═══ RECORDS SHOWN
Issue #2417, opened 2019-10-30
Purpose of user.nearby database column?


gravitystorm:
We currently have a "nearby" column in the users table, added in 2007:

```
#  nearby              :integer          default(50)
```
https://github.com/openstreetmap/openstreetmap-website/commit/0a8c26e596b40da6d428a5c91db0d815d13c89e4#diff-10aaef61b133f90c8313930f89fe7dac

Is this required for anything? The `User.nearby` code [doesn't appear to use it](https://github.com/openstreetmap/openstreetmap-website/blob/master/app/models/user.rb#L199).

gravitystorm:
Closed by https://github.com/openstreetmap/openstreetmap-website/pull/2439

mmd-osm:
Related https://trac.openstreetmap.org/ticket/436

PR #2432, opened 2019-11-13
Ignore the users.nearby column

gravitystorm:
══════
# YOUR GOAL:
Your task is to repeat each line of the material exactly.

# YOUR RESPONSE:
Issue #2417, opened 2019-10-30
Purpose of user.nearby database column?


gravitystorm:
We currently have a "nearby" column in the users table, added in 2007:

```
#  nearby              :integer          default(50)
```
https://github.com/openstreetmap/openstreetmap-website/commit/0a8c26e596b40da6d428a5c91db0d815d13c89e4#diff-10aaef61b133f90c8313930f89fe7dac

Is this required for anything? The `User.nearby` code [doesn't appear to use it](https://github.com/openstreetmap/openstreetmap-website/blob/master/app/models/user.rb#L199).

gravitystorm:
Closed by https://github.com/openstreetmap/openstreetmap-website/pull/2439

mmd-osm:
Related https://trac.openstreetmap.org/ticket/436

PR #2432, opened 2019-11-13
Ignore the users.nearby column

gravitystorm:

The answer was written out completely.